The UN definition of an informal settlement is an area ‘characterized by overcrowding, deterioration, insanitary conditions, or absence of facilities and amenities which, because of their conditions or any of them, endanger the health, safety and morals of its inhabitants and community.’

However, defining a slum or an informal settlement is becoming increasingly difficult – the two are often referred to interchangeably. However, there is a difference. Although some informal settlements look like slum settlements in which populations continue to live in poor conditions that reflect the characteristics of most slums, the term ‘informal settlement’ indicates the absence of regulated housing structures that result in informal structures. The structures are ‘legal’ to the extent that they are not under threat of eviction and are recognised by the community and authorities as earmarked for upgrading – but these are not slum settlements. Classifying a slum settlement into an informal settlement implies service provision and upgrading.
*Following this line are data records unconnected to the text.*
PR #991, opened 2023-09-15
Fixes #985 - Fix floating point math for 'receive' calculations

### LINKED ISSUE #985: [QA] Many extra decimals are shown in amount in To section
[QA] Many extra decimals are shown in amount in To section.

Checked from https://cctp-only--wormhole-connect.netlify.app/ [Mainnet] with macOS 12.6.7 and Google Chrome Version 116.0.5845.179 (Official Build) (x86_64).

Steps:
1. Select Ethereum in From section
2. Select Arbitrum in To section
3. Connect Metamask wallets
4. Enter amount 1.12
5. Observe Amount in To section (actual result: 0.1200000000000001)

https://github.com/wormhole-foundation/wormhole-connect/assets/10746654/3c0a6fb2-b4e4-4bd9-b836-a3f8e2b7c705

Correct Amount is displayed in To section.

derpy-duck:
Fixes #985

### DIFF
--- a/wormhole-connect/src/utils/routes/relay.ts
+++ b/wormhole-connect/src/utils/routes/relay.ts
@@ -180,11 +180,11 @@ export class RelayRoute extends BridgeRoute {
     const { toNativeToken, relayerFee } = routeOptions;
 
     // floating point math
-    const DECIMALS = 10 ** 18;
+    const DECIMALS = 10 ** 8;
     return (
-      (sendAmount * DECIMALS -
-        (toNativeToken || 0) * DECIMALS -
-        (relayerFee || 0) * DECIMALS) /
+      (Math.round(sendAmount * DECIMALS) -
+        Math.round((toNativeToken || 0) * DECIMALS) -
+        Math.round((relayerFee || 0) * DECIMALS)) /
       DECIMALS
     );
   }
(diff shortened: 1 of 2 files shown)


wormhole-connect/src/utils/routes/relay.ts
```diff
@@ -176,10 +176,16 @@ export class RelayRoute extends BridgeRoute {
     routeOptions: RelayOptions,
   ): Promise<number> {
     if (!sendAmount) return 0;
+
+    const { toNativeToken, relayerFee } = routeOptions;
+
+    // floating point math
+    const DECIMALS = 10 ** 8;
```
evan-gray, line 183: Is this always 8 decimals? Seems dangerous to hardcode.

evan-gray (changes requested):
This seems like a good time to add some unit tests for these calculations. I’m also concerned by hardcoding the decimals, though maybe could be convinced if there’s a very good reason it’s okay.

wormhole-connect/src/utils/routes/relay.ts
derpy-duck: This is the token bridge route - which only supports up to 8 decimals right (this serves as an upper bound on # of decimals)

evan-gray: ah, I see the division at the bottom (hence why you mentioned "up to").

evan-gray (approved):
As discussed with @derpy-duck, I am firmly against using `number` for these sorts of calculations, but I agree that change will require a larger re-write.

PR #3328, opened 2026-09-02
fix(test): handle unavailable recovery key

9clg6:
## Summary

- expose an explicit keyed state when no recovery key is available
- let the mobile E2E scenario skip only that expected state
- keep unexpected visibility timeouts failing the test

## Validation

- targeted Dart analyze: no issues
- diff check: clean
- the equivalent recovery-key change passed the mobile shard_3 run in https://github.com/linagora/twake-on-matrix/actions/runs/33399437458

Split from #3310 so that PR remains scoped to CI sharding.

## Summary by CodeRabbit

* **Bug Fixes**
  * Improved handling when a recovery key is unavailable in Security Settings.
  * Recovery key actions and related checks are now skipped when no key is available, avoiding misleading failures.
  * Added clearer detection of the recovery key’s unavailable state.

### DIFF
--- a/integration_test/robots/setting/settings_recovery_key_robot.dart
+++ b/integration_test/robots/setting/settings_recovery_key_robot.dart
@@ -17,12 +17,33 @@ class SettingsRecoveryKeyRobot extends HomeRobot {
     return $(SettingsKeys.recoveryKeyItem.key);
   }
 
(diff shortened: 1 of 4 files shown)


nqhhdev (approved):
LGTM

jbrnzl (approved):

Slum settlements are most often regarded as illegal, so populations that live in them generally have no official address and are most often denied their basic rights and entitlements, such as access safe water, sanitation, utilities, healthcare services and education. People in illegal slum settlements live with the constant threat of eviction. Many areas are characterised by open sewage and uncollected refuse that clogs up drainage ditches and overflows in rainy seasons leading to flooding and encourages rat and cockroach infestations. Personal security is an issue, in particular for women and girls in poorer areas who fear rape or sexual harassment using the public latrines at night, which may be a distance away from their ‘shack’. Some slum settlements have become a permanent fixture that in places such as in Calcutta for example, they are being regularised and upgraded with minimal public facilities and service provision.